A monatomic ideal gas is compressed adiabatically from a pressure of 1.09 105 Pa and volume of 250 L to a volume of 39.0 L.

(a) What is the new pressure of the gas?
(b) How much work is done on the gas?

P1*V1=P2*V2

1 liter= .001 m^3

To find the new pressure of the gas, we can use the relationship between pressure and volume for an adiabatic process. The equation is given by:

P1 * V1^γ = P2 * V2^γ

where P1 and V1 are the initial pressure and volume, P2 and V2 are the final pressure and volume, and γ is the heat capacity ratio.

(a) Let's calculate the new pressure of the gas:

Given:
Initial pressure (P1) = 1.09 x 10^5 Pa
Initial volume (V1) = 250 L
Final volume (V2) = 39.0 L
Heat capacity ratio (γ) for monatomic ideal gas = 5/3

Using the formula:

P1 * V1^γ = P2 * V2^γ

P2 = (P1 * V1^γ) / V2^γ
P2 = (1.09 x 10^5 Pa * (250 L)^(5/3)) / (39.0 L)^(5/3)
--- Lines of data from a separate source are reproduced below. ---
PR #2104, opened 2024-08-13
Pathway diagrams via related genes ideogram (SCP-5751)

eweitz:
This lets users see how their searched gene interacts in cell circuits, and overlays expression data on pathway diagrams.

https://github.com/user-attachments/assets/2e905a25-512d-4e48-873f-c33afcb9f4cc

### Impact
Previously, users got a brief text summary of how their searched gene interacts with adjacent genes in a biochemical pathway.  For example, "NR3C1 acts on CSN2" in a pathway like "Pregnancy and lactation".  This was useful -- some 5-8K single-gene searches per month (> 10%) derive from related genes ideogram -- but limited.  Genes work in directed graphs; the text only summarizes one adjacent gene among many connected genes that ultimately cause a biological condition.

Now, the pathway diagram is shown right in the embedding page, and it's interactive.  The searched gene and interacting gene are highlighted in the pathway while expression data loads.  The overlaid expression data comes from a dot plot.  Expression for any one annotation group can be depicted.  Like dot plots, genes with high mean scaled expression are colored red, medium purple, and low blue.  Percent of cells expression is conveyed via opacity: lower percent, lower opacity.

This gives deep, specific functional insight for transcriptomic data.

### Technical notes
The pathway diagrams are enabled by an upstream update in Ideogram.js.  Those retrieve diagram SVG from the WikiPathways GitHub repo by way of Pvjs, a pathway viewer JS component.  Pvjs also enables panning, zooming, and some diagram DOM API accessibility.

The expression overlay is enabled by SCP API endpoints for dotplots.  The default ideogram pathway diagram header is locally extended here to include an annotation label menu, and an info icon that briefly explains gene coloring and opacity in the pathway expression overlay.

A feature flag lets us disable the expression overlay in the pathway diagram, if we want.  Usage is already softly gated because pathway diagrams are only available when fairly deep into exploration: in a study, search 1 gene, hover over a purple gene marker, click a pathway.  This lets especially engaged users discover the new pathway expression functionality.  So keeping the functionality available by default seems to make sense.

### Known issues, limitations, and next steps
1. Around 2% of pathways do not render diagrams when clicked in the ideogram gene popover.
2. The framing UX seems viable, but a fuller integration into the many-gene display (e.g. 3+, with dot plots as default enabled tab) would be better.
[...]

PR #2172, opened 2024-11-14
Scalable expression overlays for pathway diagrams (SCP-5710)

eweitz:
This enables pathway visualizations for arbitrarily many genes.  That means more causal insight for scientists.

### Background
[Previously](https://github.com/broadinstitute/single_cell_portal_core/pull/2104), pathway diagram expression overlays were novel, useful, and limited.  They give researchers dataset-specific expression summaries for genes in a biochemical pathway, e.g. a gene regulatory network for human lactation, an immune signaling pathway, etc.

### Problem
Users could only view expression for up to 50 genes in a pathway.  That derived from a simple way to prevent overloading the SCP app server.  However, roughly 30% of pathways have > 50 genes, and 15% of pathways have over 100 genes.  So a basic implementation of the 50-gene maximum really limited the causal mechanistic insight available to researchers.

### Solution
Now, expression data is fetched for _all_ genes in a pathway in _serial batches_ of up to 50 genes at a time.  For example, a pathway with 300 unique genes will get expression metrics loaded 50 genes at a time, one batch starting only after the previous batch completes, until all genes in the pathway are colored in.  

This greatly mitigates the risk of exhausting server CPU, RAM, and threads.  It does that by splitting any oversized queries into multiple smaller queries, and stream-processing them one at a time.

The updates here also pull in upstream improvements in Ideogram.js, to better account for pathway genes that interact as a member of a _gene group_ (i.e., a gene family or complex), and to use updated pathway data.

### Video
Here's how this robustification looks through an engineering lens, and how it yields richer results for big pathways.

https://github.com/user-attachments/assets/eb871da1-c89b-4085-9794-d194140e5a8c

### Next steps
* Apply this streaming-batch-query robustness technique to dot plots / heatmaps, to eliminate _from a user's perspective_ the max limit of number of genes that can be searched, while essentially preserving this limit _from the server's perspective_.
* Diagram nodes indicate they're clickable due to Pvjs, but clicking them does nothing. Ideally the cursor would be changed, or clicking would e.g. show expression metrics, gene information, etc.
* The framing UX seems viable, but a fuller integration into the many-gene display (e.g. 3+, with dot plots as default enabled tab) would be better.

### Test
A new automated test confirms batching behavior.  To manually verify:
1.  `yarn install --force`
2.  Start server without Vite, or clear your frontend service worker cache via Chrome DevTools
3. Go to "Cellular and transcriptional diversity over the course of human lactation"
4. Search CSN2
5. Open DevTools, go to Network panel
6. In related genes ideogram, hover over GSK3B
7. Click "IL8 signaling"
8. In Network panel, confirm several requests to Morpheus get sent, one after another, never overlapping in time.  See 0:07 - 0:20 in video above for reference.  Your local requests will take longer at least the first time, as they aren't even cached in Rails.  Rails-uncached requests can take > 20 seconds each in a local SCP instance.  If you see _no_ Morpheus requests in the Network panel, ensure your Vite server is not running or that you've deleted any frontend service worker cache entries for "morpheus" in the "scp-..." entry in "Cache storage" in the Application panel of Chrome DevTools.
9. Close DevTools
10. Confirm the vast majority of genes in the IL18 signaling pathway diagram have at least some color filled in.  Compare to video for reference of expected colors.

This satisfies SCP-5710, a Developer's Choice Days project.


bistline (approved):
Looks good!  I think this refinement makes a lot of sense.

jlchang (approved):

Looking forward to seeing this new robustness improvement in production!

Calculating this expression will give us the new pressure of the gas.

(b) The work done on the gas can be determined using the equation:

W = ∆U + ∆Q

Since the process is adiabatic (no heat transfer), ∆Q = 0. Therefore, the equation simplifies to:

W = ∆U

The change in internal energy (∆U) can be calculated using the first law of thermodynamics for an ideal gas:

∆U = Q - W

Since ∆Q = 0, the equation becomes:

W = -∆U

Here, we need to calculate the change in internal energy (∆U) to determine the work done on the gas.

Please provide the necessary values to calculate the new pressure and the work done on the gas.